RECORD EXCERPTS>
PR #6132, opened 2024-06-28
Cleanup Image widget and pass down `onSelectItem` prop if any

sneridagh:
@dobri1408 @ichim-david integrating it into VLT I found this.

----
📚 Documentation preview 📚: https://volto--6132.org.readthedocs.build/

### DIFF
--- a/packages/volto/src/components/manage/Blocks/Image/Edit.jsx
+++ b/packages/volto/src/components/manage/Blocks/Image/Edit.jsx
@@ -4,13 +4,8 @@
  */
 
 import React from 'react';
-import { connect } from 'react-redux';
-import { compose } from 'redux';
-
-import { injectIntl } from 'react-intl';
 import cx from 'classnames';
 import { ImageSidebar, SidebarPortal } from '@plone/volto/components';
-import { createContent } from '@plone/volto/actions';
 
 import {
   flattenToAppURL,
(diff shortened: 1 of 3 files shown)


packages/volto/src/components/manage/Blocks/Image/Edit.jsx
```diff
@@ -110,6 +93,7 @@ function Edit(props) {
             block={props.block}
             id={props.block}
             objectBrowserPickerType={'image'}
+            onSelectItem={props.onSelectItem}
```
ichim-david, line 96: @sneridagh I don't understand this passing of onSelectItem because at least in volto core there is no props.onSelectItem for Image block Edit.jsx. I do understand giving the ability to call this method  if it's passed in the props of ImageWidget.jsx but in the case of Image block it's simply undefined and the fallback is called.

It's nice that you found more things to cleanup such as the extra compose actions!

ichim-david (approved):

dobri1408 (approved):

packages/volto/src/components/manage/Blocks/Image/Edit.jsx
dobri1408: Yes, I agree, I think that it can be removed.

sneridagh: @ichim-david @dobri1408 Agreed! yeah, I'll remove it.

sneridagh: Done.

YOUR OBJECTIVE> Return every line of the listing that has the word "import" in it.

EXERCISE RESULT>
 import React from 'react';
-import { connect } from 'react-redux';
-import { compose } from 'redux';
-import { injectIntl } from 'react-intl';
 import cx from 'classnames';
 import { ImageSidebar, SidebarPortal } from '@plone/volto/components';
-import { createContent } from '@plone/volto/actions';
 import {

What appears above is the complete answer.